* Problem requirements
Lines below that hold the word "opened" must be copied in full.

--- START ---

PR #16620, opened 2026-05-14
chore: update drawers to v4 design

JessRynkar:
Updates drawer to match v4 design. 

**Testing**

- Use `v4` > `Components`, also poke around in the blocks, relationships, uploads test collections to see drawers with different content.

Note: upload drawers are awaiting design, only the drawer header and general spacing have been updated there.

PR #16687, opened 2026-05-19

--- END ---

* Answer
PR #16620, opened 2026-05-14
PR #16687, opened 2026-05-19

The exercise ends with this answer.